I once tried to implement a standard algorithm (MD5) in Lua and with all the bit operations that Lua 5.1 does not do, it was unusably slow.

It takes about 1.25 ms per a 16 byte block.

Here is a microprofiler dump and the .rbxl place used to generate it:
microprofile-20190210-140759.html (267.6 KB)
AES Test.rbxl (22.8 KB)

About 1/2 of the time is spend in xor… another fourth or more seems to be the calling overhead to xor. I’ll see if inlining xor helps. (btw the version used in that test file is updated: I exposed the 256 bit key scheduler so that it only needs to be called when the key changes rather than every call ECB.

3 Likes

AES seems a little intense for Roblox, but its still really cool. I made my own simple but secure symmetric encryption method on roblox that I call “StratEncrypt”.

Do you think you could pull off a secure asymmetric encryption in Roblox? If so that would be amazing!

This would be far faster if Roblox had a native bitwise operations library - there already exists a easy to implement library for doing this, and I think its been suggested on DevForum before, so meh.

Also, lookup tables aren’t particularly quick in Lua… you might want to try finding something else other then xor8.

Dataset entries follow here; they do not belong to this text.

PR #572, opened 2021-04-05
Upgrade GetAdGroupBidModifiers code example

PierrickVoulet:
Editions are made after the [golden](https://github.com/googleads/google-ads-dotnet/blob/master/examples/AdvancedOperations/GetAdGroupBidModifiers.cs).

Change-Id: I9900b47919482907b8a5e8794468eddddf66f8b4

### DIFF
--- a/examples/AdvancedOperations/GetAdGroupBidModifiers.php
+++ b/examples/AdvancedOperations/GetAdGroupBidModifiers.php
@@ -27,7 +27,11 @@ use Google\Ads\GoogleAds\Lib\V6\GoogleAdsClient;
 use Google\Ads\GoogleAds\Lib\V6\GoogleAdsClientBuilder;
 use Google\Ads\GoogleAds\Lib\V6\GoogleAdsException;
 use Google\Ads\GoogleAds\Lib\OAuth2TokenBuilder;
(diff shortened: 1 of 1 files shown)


examples/AdvancedOperations/GetAdGroupBidModifiers.php
```diff
@@ -126,18 +135,53 @@ public static function runExample(
         // the ad group bid modifier in each row.
         foreach ($response->iterateAllElements() as $googleAdsRow) {
             /** @var GoogleAdsRow $googleAdsRow */
+            $AdGroupBidModifier = $googleAdsRow->getAdGroupBidModifier();
```
fiboknacky, line 138: Use the lower-case variable. (I guess this will fail phpcs?)

fiboknacky (changes requested):

examples/AdvancedOperations/GetAdGroupBidModifiers.php
PierrickVoulet: Good catch! It does not make phpcs fail.

fiboknacky (approved):

Issue #523, opened 2021-01-29
Unable to run Laravel Application on Linux/nginx Server 


SubaKrishnan:
Hi,
I had implemented the LaravelSampleApp by adding the extensions, It works well in Local system. But in Live, I have Linux/Nginx server. Here also I had done the same process by installing the extensions & enabled at php.ini file. But gRPC is not working in Nginx Server.

In live, shouts error as 
"gRPC support has been requested but required dependencies have not been found. For details on how to install the gRPC extension please see https://cloud.google.com/php/grpc. "

But, I have gRPC & protobuf at my server 

Also, I had edit the Nginx config file by adding the line "grpc_pass grpc://localhost:50051"

I made a try by referring this document [Nginx Setup](https://www.nginx.com/blog/nginx-1-13-10-grpc/)  But nothing helps. 
Can you guide me on how to do the setup at Linux/Nginx System? 

I would like to know how to configure grpc at Nginx server 

If gRPC is not possible. I would like to know how to implement the LaravelSampleApp using the REST Transport

When I set the transport as rest in google_ads_php.ini. It shows 
"Streaming calls are not supported while using the REST transport"

![image](https://user-images.githubusercontent.com/54890552/106276554-c2866400-625d-11eb-89a8-4b49d3189faf.png)

PierrickVoulet:
Hi @SubaKrishnan,

When the gRPC PHP extension is not available on the system, PHP falls back and uses the gRPC package and REST transport (see full detail [here](https://developers.google.com/google-ads/api/docs/client-libs/php/transport)). The issue is that the REST transport does _not_ support streaming (because it is not HTTP/2 compliant) but the LaravelSampleApp code example _does_ use it by calling the GoogleAdsService.SearchStream method to execute search queries.

One alternative is to change from GoogleAdsService.SearchStream to GoogleAdsService.Search so that your application does not rely on streaming at all but this may lead to other issues, typically higher latency (see full detail [here](https://developers.google.com/google-ads/api/docs/reporting/streaming?hl=en)).

The best would be to fix your Nginx setup so that the gRPC PHP extension is available to the application. I suggest you to contact the Nginx community as they should be much better suited to help you with this. Here are links I could find: [community home](https://www.nginx.com/resources/wiki/community), [get involved](https://www.nginx.com/resources/wiki/community/get_involved).

SubaKrishnan:
Thanks for you help.

I had followed the instructions you gave me. It works well

Issue #311, opened 2020-04-06
$googleAdsServiceClient->search() function is not working


amitklahiri:
Hi. 

**Which version of the client library are you using?**
Latest version, after downloading using composer. 

**Which version of PHP are you using?**
I am using Laravel 7. Also using the artisan server to run the application. 

**Which operating system (Linux, Windows, ...) and version?**
Windows. 

**Actions taken**
 ```
// Generate a refreshable OAuth2 credential for authentication. 
$oAuth2Credential = (new OAuth2TokenBuilder())
->withClientId('XXX123ZZZ123.apps.googleusercontent.com')
->withClientSecret('XXX.....')
->withRefreshToken('XXX................')
->build();

// Construct a Google Ads client configured from a properties file and the OAuth2 credentials above. 
$googleAdsClient = (new GoogleAdsClientBuilder())
->withOAuth2Credential($oAuth2Credential)
->withDeveloperToken('XXX...')
->withLoginCustomerId('XXX...')
->build();
```

**Expected result**
List of campaigns id and name. 

**Actual result**
I am using the below code snippets to display the campaign id and name list. 

```
public function runExample(GoogleAdsClient $googleAdsClient, int $customerId)
    {
        $googleAdsServiceClient = $googleAdsClient->getGoogleAdsServiceClient();

        // Creates a query that retrieves all campaigns.
        $query = 'SELECT campaign.id, campaign.name FROM campaign ORDER BY campaign.id';
        
        // Issues a search stream request.
        /** @var GoogleAdsServerStreamDecorator $stream */
        $stream = $googleAdsServiceClient->search($customerId, $query);

        // Iterates over all rows in all messages and prints the requested field values for
        // the campaign in each row.
        foreach ($stream->readAll() as $response) {
            /** @var SearchGoogleAdsStreamResponse $response */
            foreach ($response->getResults() as $googleAdsRow) {
                /** @var GoogleAdsRow $googleAdsRow */
                printf(
                    "Campaign with ID %d and name '%s' was found.%s",
                    $googleAdsRow->getCampaign()->getId()->getValue(),
                    $googleAdsRow->getCampaign()->getName()->getValue(),
                    PHP_EOL
                );
            }
        }
    }
```

Getting the error in this line of code.
$stream = $googleAdsServiceClient->search($customerId, $query);

Error is as below.
Streaming calls are not supported while using the REST transport

**Anything else we should know about your project / environment**
[...]

Issue #304, opened 2020-03-30
searchStream() is not working


amitklahiri:
Hi. 

I am using the latest version of the client library as available using composer install option. I am getting the below error . 

I am using it with PHP Laravel framework. 

Here is my code, 
   ```
 public static function runExample(GoogleAdsClient $googleAdsClient, int $customerId)
    {
        $googleAdsServiceClient = $googleAdsClient->getGoogleAdsServiceClient();
        // Creates a query that retrieves all campaigns.
        $query = 'SELECT campaign.id, campaign.name FROM campaign ORDER BY campaign.id';
        // Issues a search stream request.
        /** @var GoogleAdsServerStreamDecorator $stream */
        $stream = $googleAdsServiceClient->searchStream($customerId, $query);

        // Iterates over all rows in all messages and prints the requested field values for
        // the campaign in each row.
        foreach ($stream->readAll() as $response) {
            /** @var SearchGoogleAdsStreamResponse $response */
            foreach ($response->getResults() as $googleAdsRow) {
                /** @var GoogleAdsRow $googleAdsRow */
                printf(
                    "Campaign with ID %d and name '%s' was found.%s",
                    $googleAdsRow->getCampaign()->getId()->getValue(),
                    $googleAdsRow->getCampaign()->getName()->getValue(),
                    PHP_EOL
                );
            }
        }
    }
```

It looks like getting the error, in this line,
$stream = $googleAdsServiceClient->searchStream($customerId, $query);

And it occurs because the function searchStream(.....), which seems unavailable. 

What am I supposed to do now? Looking forward to solution ASAP. 

Thanks.

PierrickVoulet:
Hi @amitklahiri - could you provide more information for us to investigate, e.g.:

- OS
- PHP, Protobuf, gRPC versions used
- Protobuf implementation used ([C or PHP](https://developers.google.com/google-ads/api/docs/client-libs/php/protobuf#determine_which_implementation_is_being_used))
- Logs

There are two different methods to search and [streaming](https://developers.google.com/google-ads/api/docs/reporting/streaming) is the one used in this particular code example. Could you give a try with [paging](https://developers.google.com/google-ads/api/docs/reporting/paging) instead? You can refer to the code example [GetAdGroups.php](https://github.com/googleads/google-ads-php/blob/master/examples/BasicOperations/GetAdGroups.php).

fiboknacky:
[...]

PR #576, opened 2021-04-20
Upgrade LaravelSampleApp code example

### LINKED ISSUE #516: Upgrade Laravel in the code example LaravelSampleApp to >=6.20.14
**Describe the problem you are trying to solve**
The [LaravelSampleApp](https://github.com/googleads/google-ads-php/tree/master/examples/LaravelSampleApp) code example depends on Laravel 5.x today which is subject to security issues as per GitHub advisories: [#1](https://github.com/advisories/GHSA-3p32-j457-pg5x), [#2](https://github.com/laravel/framework/security/advisories/GHSA-3p32-j457-pg5x).

**Describe the solution you would like**
To fix the security issue, the minimal version of Laravel should be 6.20.14. The best would be to upgrade straight to 8.x though.

**Additional context**
The security issue has a low severity because it is only used by one of our code examples which does not aim to be production-grade anyway. But it is still an issue because we do not want our users to expand this code example as-is knowing that there is a known security issue.

### LINKED ISSUE #574: Process to implement ads library in laravel
Hello Team,
How I can Implement this google ads library into Laravel. Please send us a guide so that I can follow same and get done my work.

Thanks in Advance 
Rahul

PierrickVoulet:
* Replaced all `GoogleAdsService.SearchStream` calls to `GoogleAdsService.Search` calls. The gRPC PHP Extension is not required anymore to run the example.
* Migrated the version of Laravel from `5.8` to `8.0` (fixes #516).
* Upgraded the version of the library to `8.1` (fixes #574).
* Added the `composer.lock` file so that GitHub's Dependabot can automatically pull-request security updates in the future.
* Excluded the file `google_ads_php.ini` file to avoid unexpected exposure of private data from users.
* Added config rules to make it easier to run unit and code style tests

Change-Id: I3af07376d966328bc2f4bf2609c13a7f3dbc18ef


fiboknacky (commented):
Could you tell why replaced all GoogleAdsService.SearchStream calls with GoogleAdsService.Search calls? This is because it doesn't require the gRPC extension?

PierrickVoulet:
> Could you tell why replaced all GoogleAdsService.SearchStream calls with GoogleAdsService.Search calls? This is because it doesn't require the gRPC extension?

Correct, the purpose is to have it run just fine even when the `grpc` PHP Extension is not installed. This should avoid confusion (see #523, #311, #304).

fiboknacky (approved):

I Agree. With Lua 5.1 it should take 7 lines of C to implement xor. One for the function header, two lines for an assertion of the type of each argument, one line for the xor itself and pushing it onto the Lua stack, a return value of 1, a closing bracket, and a single line to add that function to the environment with a name. Backporting the Lua 5.2 bit32 library or 5.3 bitwise operators would also be a good option. They are super basic operations and there isn’t much of a reason not to support them.

OpenSSL uses 5 lookup tables to combine the subByte and mixColumns steps into a single lookup with a couple 32 bit xors. I may split those 5 tables into 40 so I can do 32 simple 4-bit xor lookups without shifting instead of 4 32-bit xors (which requires division, mods, and multiplication). Options, options… I have some other things I need to take care of first though.


I should be able to pull off an implementation of ECDH. Were you thinking of using it for signing? That would be difficult if so. X25519 looks like a good option. Maybe once I find time.